• WHAT THE TASK ASKS
The full set of entries should be repeated without a single change.

• SUPPLIED ENTRIES
PR #4380, opened 2016-08-10
FIX: Revised post not updated correctly when merging posts.

tgxworld:
Calling `PostRevisor` in a transaction results in the old record being fetched by the client when it is notify of changes as the transaction has not been completed.

### DIFF
--- a/lib/post_revisor.rb
+++ b/lib/post_revisor.rb
@@ -137,6 +137,7 @@ class PostRevisor
     Post.transaction do
       revise_post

• EXERCISE RESPONSE
PR #4380, opened 2016-08-10
FIX: Revised post not updated correctly when merging posts.

tgxworld:
Calling `PostRevisor` in a transaction results in the old record being fetched by the client when it is notify of changes as the transaction has not been completed.

### DIFF
--- a/lib/post_revisor.rb
+++ b/lib/post_revisor.rb
@@ -137,6 +137,7 @@ class PostRevisor
     Post.transaction do
       revise_post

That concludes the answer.